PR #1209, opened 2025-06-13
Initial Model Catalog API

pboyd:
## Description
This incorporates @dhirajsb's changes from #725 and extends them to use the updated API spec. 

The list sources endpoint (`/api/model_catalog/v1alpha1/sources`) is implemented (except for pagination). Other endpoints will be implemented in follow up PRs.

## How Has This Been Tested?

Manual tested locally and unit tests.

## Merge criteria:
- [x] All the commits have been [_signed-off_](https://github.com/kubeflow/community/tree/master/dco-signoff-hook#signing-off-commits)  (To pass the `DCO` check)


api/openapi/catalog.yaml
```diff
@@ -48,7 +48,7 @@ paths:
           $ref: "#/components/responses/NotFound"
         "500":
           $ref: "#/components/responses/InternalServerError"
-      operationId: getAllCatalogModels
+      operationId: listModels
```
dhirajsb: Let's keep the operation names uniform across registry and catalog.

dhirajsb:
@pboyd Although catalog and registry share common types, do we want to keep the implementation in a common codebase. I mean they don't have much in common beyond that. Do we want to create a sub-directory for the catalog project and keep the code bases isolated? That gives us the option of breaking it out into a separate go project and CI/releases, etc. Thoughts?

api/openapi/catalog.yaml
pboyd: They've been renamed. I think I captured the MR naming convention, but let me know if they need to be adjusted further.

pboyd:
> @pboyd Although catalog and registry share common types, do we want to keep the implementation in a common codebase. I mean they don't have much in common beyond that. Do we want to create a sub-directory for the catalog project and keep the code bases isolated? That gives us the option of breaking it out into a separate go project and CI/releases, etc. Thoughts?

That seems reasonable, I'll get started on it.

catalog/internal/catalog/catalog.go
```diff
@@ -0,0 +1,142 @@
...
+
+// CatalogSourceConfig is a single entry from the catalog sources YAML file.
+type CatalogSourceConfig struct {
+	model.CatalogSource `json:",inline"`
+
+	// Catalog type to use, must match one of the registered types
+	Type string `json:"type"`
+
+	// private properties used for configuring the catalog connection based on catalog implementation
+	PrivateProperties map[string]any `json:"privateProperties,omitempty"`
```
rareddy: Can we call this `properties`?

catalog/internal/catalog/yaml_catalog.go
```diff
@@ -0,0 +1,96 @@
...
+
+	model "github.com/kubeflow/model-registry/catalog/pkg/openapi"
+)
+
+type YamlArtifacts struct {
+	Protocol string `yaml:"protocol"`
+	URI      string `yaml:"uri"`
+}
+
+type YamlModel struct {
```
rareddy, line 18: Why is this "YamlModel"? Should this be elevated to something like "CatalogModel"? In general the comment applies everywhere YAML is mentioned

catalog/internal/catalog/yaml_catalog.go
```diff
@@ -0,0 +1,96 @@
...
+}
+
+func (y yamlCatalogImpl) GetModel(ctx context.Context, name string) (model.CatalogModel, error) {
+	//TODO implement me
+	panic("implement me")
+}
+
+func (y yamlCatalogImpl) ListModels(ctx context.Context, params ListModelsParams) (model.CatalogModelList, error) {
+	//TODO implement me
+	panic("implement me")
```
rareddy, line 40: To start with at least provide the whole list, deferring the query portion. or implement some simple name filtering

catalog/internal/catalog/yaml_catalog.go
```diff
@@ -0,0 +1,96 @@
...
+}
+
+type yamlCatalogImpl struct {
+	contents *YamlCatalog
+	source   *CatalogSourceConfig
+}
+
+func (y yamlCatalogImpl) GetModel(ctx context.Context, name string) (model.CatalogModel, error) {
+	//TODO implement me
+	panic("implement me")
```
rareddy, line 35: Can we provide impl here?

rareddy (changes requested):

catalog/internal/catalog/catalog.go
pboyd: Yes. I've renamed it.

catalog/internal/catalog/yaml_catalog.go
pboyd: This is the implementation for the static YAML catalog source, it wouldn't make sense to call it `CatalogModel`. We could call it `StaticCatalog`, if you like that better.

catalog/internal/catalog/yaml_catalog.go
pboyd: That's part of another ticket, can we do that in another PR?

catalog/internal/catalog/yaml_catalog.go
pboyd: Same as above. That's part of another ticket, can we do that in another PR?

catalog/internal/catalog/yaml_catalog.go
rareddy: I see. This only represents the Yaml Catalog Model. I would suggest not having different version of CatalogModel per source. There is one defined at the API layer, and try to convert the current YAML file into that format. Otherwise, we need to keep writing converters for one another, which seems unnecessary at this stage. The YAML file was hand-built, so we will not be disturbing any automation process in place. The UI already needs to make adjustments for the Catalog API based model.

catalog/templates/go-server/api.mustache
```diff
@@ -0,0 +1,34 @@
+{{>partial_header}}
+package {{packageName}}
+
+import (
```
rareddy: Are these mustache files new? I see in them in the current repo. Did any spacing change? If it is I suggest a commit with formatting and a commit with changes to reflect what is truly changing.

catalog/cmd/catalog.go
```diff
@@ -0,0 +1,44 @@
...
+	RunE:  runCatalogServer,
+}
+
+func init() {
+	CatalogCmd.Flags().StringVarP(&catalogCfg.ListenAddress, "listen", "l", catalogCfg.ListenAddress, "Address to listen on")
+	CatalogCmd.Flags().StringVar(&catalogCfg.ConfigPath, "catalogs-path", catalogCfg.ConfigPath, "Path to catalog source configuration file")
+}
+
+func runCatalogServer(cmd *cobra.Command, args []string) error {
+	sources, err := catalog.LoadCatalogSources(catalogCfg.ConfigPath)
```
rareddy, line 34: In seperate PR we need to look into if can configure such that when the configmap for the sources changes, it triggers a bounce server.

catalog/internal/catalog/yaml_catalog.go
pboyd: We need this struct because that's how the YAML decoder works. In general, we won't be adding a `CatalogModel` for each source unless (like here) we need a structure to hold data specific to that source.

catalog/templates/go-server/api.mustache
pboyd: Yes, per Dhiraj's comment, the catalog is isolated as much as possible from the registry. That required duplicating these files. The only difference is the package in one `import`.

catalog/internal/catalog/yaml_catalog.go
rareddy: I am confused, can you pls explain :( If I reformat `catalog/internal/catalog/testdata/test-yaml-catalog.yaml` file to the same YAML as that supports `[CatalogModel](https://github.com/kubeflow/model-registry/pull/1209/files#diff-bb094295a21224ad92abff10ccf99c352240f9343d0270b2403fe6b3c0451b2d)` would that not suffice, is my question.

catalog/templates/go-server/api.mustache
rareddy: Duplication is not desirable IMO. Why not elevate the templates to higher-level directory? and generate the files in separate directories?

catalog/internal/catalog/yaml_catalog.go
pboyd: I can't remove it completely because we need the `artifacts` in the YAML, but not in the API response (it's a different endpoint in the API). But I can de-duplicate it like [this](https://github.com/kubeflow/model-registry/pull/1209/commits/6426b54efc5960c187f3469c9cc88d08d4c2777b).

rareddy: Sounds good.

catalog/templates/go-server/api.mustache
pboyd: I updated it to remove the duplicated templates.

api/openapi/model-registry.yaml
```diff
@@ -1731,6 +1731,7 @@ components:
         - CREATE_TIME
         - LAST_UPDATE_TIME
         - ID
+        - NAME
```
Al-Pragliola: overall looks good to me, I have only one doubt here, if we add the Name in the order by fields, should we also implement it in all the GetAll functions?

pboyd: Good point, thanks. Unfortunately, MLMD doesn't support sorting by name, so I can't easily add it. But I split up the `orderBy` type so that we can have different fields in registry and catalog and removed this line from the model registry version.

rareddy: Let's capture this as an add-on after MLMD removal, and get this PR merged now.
====
▶ [TRY IT]:
Tally each line in the data that holds the word "mean"; write only the total.

▶ [OUTPUT OF THE TASK]:
2